> [What you are asked to do]: Return the listing that follows, word for word.
Start of Block
PR #6819, opened 2023-07-17
perf: improve tarball fetching speed

zkochan:
Related comment: https://github.com/orgs/pnpm/discussions/6376#discussioncomment-6420573

### DIFF
--- a/fetching/tarball-fetcher/src/remoteTarballFetcher.ts
+++ b/fetching/tarball-fetcher/src/remoteTarballFetcher.ts
@@ -1,3 +1,4 @@
+import { once } from 'events'
 import { type IncomingMessage } from 'http'
 import { requestRetryLogger } from '@pnpm/core-loggers'
 import { FetchError, PnpmError } from '@pnpm/error'
@@ -167,11 +168,11 @@ export function createDownloader (
 
         // eslint-disable-next-line no-async-promise-executor
         return await new Promise<FetchResult>(async (resolve, reject) => {
-          res.body!
-            .on('error', reject)
-          await new Promise<void>((resolve) => res.body!.on('end', () => {
-            resolve()
-          }))
+          try {
+            await once(res.body!, 'end')
+          } catch (err) {
+            reject(err)
+          }
           const data: Buffer = Buffer.from(new ArrayBuffer(downloaded))
           let offset: number = 0
           for (const chunk of chunks) {
--- a/fetching/tarball-fetcher/src/remoteTarballFetcher.ts
+++ b/fetching/tarball-fetcher/src/remoteTarballFetcher.ts
@@ -192,19 +192,24 @@ export function createDownloader (
 
           try {
             if (opts.integrity) {
-              const integrityCheckResult = safeCheckStream(data, opts.integrity)
-              if (integrityCheckResult !== true) {
-                throw integrityCheckResult
+              try {
+                ssri.checkData(data, opts.integrity, { error: true })
+              } catch (err: any) { // eslint-disable-line
+                throw new TarballIntegrityError({
+                  algorithm: err.algorithm,
+                  expected: err.expected,
+                  found: err.found,
+                  sri: err.sri,
+                  url,
+                })
               }
             }
-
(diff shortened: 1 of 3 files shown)


fetching/tarball-fetcher/src/remoteTarballFetcher.ts
```diff
@@ -157,27 +157,43 @@ export function createDownloader (
...
           downloaded += chunk.length
           if (onProgress != null) onProgress(downloaded)
         })
 
         // eslint-disable-next-line no-async-promise-executor
         return await new Promise<FetchResult>(async (resolve, reject) => {
-          const stream = res.body!
+          res.body!
             .on('error', reject)
+          await new Promise<void>((resolve) => res.body!.on('end', () => {
```
dmichon-msft: FYI, the node built-in module `node:events` contains the `once` helper that creates a promise resolved by an event firing.

fetching/tarball-fetcher/src/remoteTarballFetcher.ts
```diff
@@ -157,27 +157,43 @@ export function createDownloader (
           ? opts.onProgress
           : undefined
         let downloaded = 0
+        const chunks: Buffer[] = []
         res.body!.on('data', (chunk: Buffer) => {
+          chunks.push(chunk)
           downloaded += chunk.length
           if (onProgress != null) onProgress(downloaded)
```
dmichon-msft: You may also want to look into performance tuning of your default progress handler. When I profiled several seconds of main thread were spent inside the progress handler.

zkochan: I have added throttling to progress reporting, so it should do a lot less processing.

fetching/tarball-fetcher/src/remoteTarballFetcher.ts
zkochan: Thanks

fetching/tarball-fetcher/src/remoteTarballFetcher.ts
zkochan: Doing this as a separate PR: https://github.com/pnpm/pnpm/pull/6906

fetching/tarball-fetcher/src/remoteTarballFetcher.ts
```diff
@@ -158,27 +160,57 @@ export function createDownloader (
           ? throttle(opts.onProgress, 500)
           : undefined
         let downloaded = 0
+        const chunks: Buffer[] = []
         res.body!.on('data', (chunk: Buffer) => {
```
dmichon-msft: Since you aren't wrapping any callback-based APIs other than the `data` event here, you might find it convenient to take advantage of the fact that Node's `Readable` interface implements `[Symbol.asyncIterator]`:

```ts
// This will handle the 'data', 'error', and 'end' events.
for await (const chunk of res.body) {
  chunks.push(chunk);
  downloaded += chunk.length;
  onProgress?.(downloaded);
}

if (size !== null && size !== downloaded) {
  throw new BadTarballError(...);
}

// etc.
```

fetching/tarball-fetcher/test/fetch.ts
```diff
@@ -130,7 +130,7 @@ test('fail when integrity check fails two times in a row', async () => {
     new TarballIntegrityError({
       algorithm: 'sha512',
       expected: 'sha1-HssnaJydJVE+rbyZFKc/VAi+enY=',
-      found: 'sha512-VuFL1iPaIxJK/k3gTxStIkc6+wSiDwlLdnCWNZyapsVLobu/0onvGOZolASZpfBFiDJYrOIGiDzgLIULTW61Vg== sha1-ACjKMFA7S6uRFXSDFfH4aT+4B4Y=',
+      found: 'sha1-ACjKMFA7S6uRFXSDFfH4aT+4B4Y=',
```
zkochan, line 133: I am not sure why this test had to be changed but I guess it is OK. The error message is even better this way.

PR #6826, opened 2023-07-18
fix(plugin-commands-patching): ignore empty patch content when patch-commit

await-ovo:


patching/plugin-commands-patching/src/patchCommit.ts
```diff
@@ -56,6 +57,14 @@ export async function handler (opts: install.InstallCommandOptions & Pick<Config
   const patchedPkgDir = await preparePkgFilesForDiff(userDir)
   const patchContent = await diffFolders(srcDir, patchedPkgDir)
 
+  if (!patchContent.length) {
+    logger.warn({
+      message: `No changes were found to the following folder: ${userDir}`,
+      prefix: lockfileDir,
+    })
+    return
+  }
```
zkochan: you can just return the string. It will be printed out to the terminal.

await-ovo: thanks ~

zkochan (approved):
End of Block
> [Your response]:
PR #6819, opened 2023-07-17
perf: improve tarball fetching speed

zkochan:
Related comment: https://github.com/orgs/pnpm/discussions/6376#discussioncomment-6420573

### DIFF
--- a/fetching/tarball-fetcher/src/remoteTarballFetcher.ts
+++ b/fetching/tarball-fetcher/src/remoteTarballFetcher.ts
@@ -1,3 +1,4 @@
+import { once } from 'events'
 import { type IncomingMessage } from 'http'
 import { requestRetryLogger } from '@pnpm/core-loggers'
 import { FetchError, PnpmError } from '@pnpm/error'
@@ -167,11 +168,11 @@ export function createDownloader (
 
         // eslint-disable-next-line no-async-promise-executor
         return await new Promise<FetchResult>(async (resolve, reject) => {
-          res.body!
-            .on('error', reject)
-          await new Promise<void>((resolve) => res.body!.on('end', () => {
-            resolve()
-          }))
+          try {
+            await once(res.body!, 'end')
+          } catch (err) {
+            reject(err)
+          }
           const data: Buffer = Buffer.from(new ArrayBuffer(downloaded))
           let offset: number = 0
           for (const chunk of chunks) {
--- a/fetching/tarball-fetcher/src/remoteTarballFetcher.ts
+++ b/fetching/tarball-fetcher/src/remoteTarballFetcher.ts
@@ -192,19 +192,24 @@ export function createDownloader (
 
           try {
             if (opts.integrity) {
-              const integrityCheckResult = safeCheckStream(data, opts.integrity)
-              if (integrityCheckResult !== true) {
-                throw integrityCheckResult
+              try {
+                ssri.checkData(data, opts.integrity, { error: true })
+              } catch (err: any) { // eslint-disable-line
+                throw new TarballIntegrityError({
+                  algorithm: err.algorithm,
+                  expected: err.expected,
+                  found: err.found,
+                  sri: err.sri,
+                  url,
+                })
               }
             }
-
(diff shortened: 1 of 3 files shown)


fetching/tarball-fetcher/src/remoteTarballFetcher.ts
```diff
@@ -157,27 +157,43 @@ export function createDownloader (
...
           downloaded += chunk.length
           if (onProgress != null) onProgress(downloaded)
         })
 
         // eslint-disable-next-line no-async-promise-executor
         return await new Promise<FetchResult>(async (resolve, reject) => {
-          const stream = res.body!
+          res.body!
             .on('error', reject)
+          await new Promise<void>((resolve) => res.body!.on('end', () => {
```
dmichon-msft: FYI, the node built-in module `node:events` contains the `once` helper that creates a promise resolved by an event firing.

fetching/tarball-fetcher/src/remoteTarballFetcher.ts
```diff
@@ -157,27 +157,43 @@ export function createDownloader (
           ? opts.onProgress
           : undefined
         let downloaded = 0
+        const chunks: Buffer[] = []
         res.body!.on('data', (chunk: Buffer) => {
+          chunks.push(chunk)
           downloaded += chunk.length
           if (onProgress != null) onProgress(downloaded)
```
dmichon-msft: You may also want to look into performance tuning of your default progress handler. When I profiled several seconds of main thread were spent inside the progress handler.

zkochan: I have added throttling to progress reporting, so it should do a lot less processing.

fetching/tarball-fetcher/src/remoteTarballFetcher.ts
zkochan: Thanks

fetching/tarball-fetcher/src/remoteTarballFetcher.ts
zkochan: Doing this as a separate PR: https://github.com/pnpm/pnpm/pull/6906

fetching/tarball-fetcher/src/remoteTarballFetcher.ts
```diff
@@ -158,27 +160,57 @@ export function createDownloader (
           ? throttle(opts.onProgress, 500)
           : undefined
         let downloaded = 0
+        const chunks: Buffer[] = []
         res.body!.on('data', (chunk: Buffer) => {
```
dmichon-msft: Since you aren't wrapping any callback-based APIs other than the `data` event here, you might find it convenient to take advantage of the fact that Node's `Readable` interface implements `[Symbol.asyncIterator]`:

```ts
// This will handle the 'data', 'error', and 'end' events.
for await (const chunk of res.body) {
  chunks.push(chunk);
  downloaded += chunk.length;
  onProgress?.(downloaded);
}

if (size !== null && size !== downloaded) {
  throw new BadTarballError(...);
}

// etc.
```

fetching/tarball-fetcher/test/fetch.ts
```diff
@@ -130,7 +130,7 @@ test('fail when integrity check fails two times in a row', async () => {
     new TarballIntegrityError({
       algorithm: 'sha512',
       expected: 'sha1-HssnaJydJVE+rbyZFKc/VAi+enY=',
-      found: 'sha512-VuFL1iPaIxJK/k3gTxStIkc6+wSiDwlLdnCWNZyapsVLobu/0onvGOZolASZpfBFiDJYrOIGiDzgLIULTW61Vg== sha1-ACjKMFA7S6uRFXSDFfH4aT+4B4Y=',
+      found: 'sha1-ACjKMFA7S6uRFXSDFfH4aT+4B4Y=',
```
zkochan, line 133: I am not sure why this test had to be changed but I guess it is OK. The error message is even better this way.

PR #6826, opened 2023-07-18
fix(plugin-commands-patching): ignore empty patch content when patch-commit

await-ovo:


patching/plugin-commands-patching/src/patchCommit.ts
```diff
@@ -56,6 +57,14 @@ export async function handler (opts: install.InstallCommandOptions & Pick<Config
   const patchedPkgDir = await preparePkgFilesForDiff(userDir)
   const patchContent = await diffFolders(srcDir, patchedPkgDir)
 
+  if (!patchContent.length) {
+    logger.warn({
+      message: `No changes were found to the following folder: ${userDir}`,
+      prefix: lockfileDir,
+    })
+    return
+  }
```
zkochan: you can just return the string. It will be printed out to the terminal.

await-ovo: thanks ~

zkochan (approved):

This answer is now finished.